While our review has supplied useful information about the gut microbiota and obesity in the pediatric population, its limitations should be pointed out. By far, the majority of high-quality research available in PubMed involved research with adolescents/adults/animal and antimicrobial pre/pro/symbiotic therapies or reviews, and only seven well-designed clinical studies could be critically assessed. Despite the fact that our qualitative analysis (based on scores A, B, or C) worked well, pooling methods such as meta-analysis were not performed because of the significant heterogeneity among the species involved in the appraised investigations, particularly with respect to the lack of an entire phyla evaluation (Bacteroidetes/Firmicutes), precluding this kind of analysis. Given these limitations, and to obtain consistent agreement within the studies appraised in future systematic reviews, one should consider investigating the entire Bacteroidetes and Firmicutes phyla and not only particular species. Likewise, different species of bacteria show biochemical diversity and distinctive pathogenic potential.

Greater knowledge of the gut microbiota composition might contribute to the prevention of weight gain or facilitate weight loss in the human population. This might be a useful strategy to avoid, prevent, or control weight gain in children and, consequently, in adults. Regarding a long-term approach, the implementation of effective preventive measures clearly has a significant economic impact in terms of the reduction of costs to the public health system.

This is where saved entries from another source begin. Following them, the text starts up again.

PR #557, opened 2022-09-02
Flip the range for fade-out

nithinp7:
Previously, fading in tiles went from 0.0 --> 1.0 and fading out tiles went from 1.0 --> 0.0. When these values are used to threshold a dither texture in a renderer, this small discrepancy might cause floating point disagreement between fading in tiles and fading out tiles. So instead, we now want fading in and fading out tiles to have the exact same dither threshold (fade percentage) and simply invert the resulting sample if it is fading out. Since the dither texture is sampled in screen-space, this allows the fading out tiles and fading in tiles to blend together perfectly without appearing transparent.

@kring came up with the idea and it works quite nicely!

### DIFF
--- a/Cesium3DTilesSelection/src/Tileset.cpp
+++ b/Cesium3DTilesSelection/src/Tileset.cpp
@@ -188,24 +188,25 @@ void Tileset::_updateLodTransitions(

Although it is difficult to control all confounders in clinical studies, they accurately reflect what occurs in real life. Thus, clinical investigations with significant sample sizes can report the reality of the problem, excluding the artificially controlled conditions of experimental designs. Thus, future studies should continue to investigate the microbial ecosystem and its impact on health during childhood and later in life.

Conclusions

In conclusion, changes in Firmicutes and Bacteroidetes phyla/species levels might in fact be significant indicators/factors for childhood obesity. However, given the critical number of articles appraising these entire phyla and the significant heterogeneity among the species involved in the assessed investigations, caution is required in extrapolating this assumption.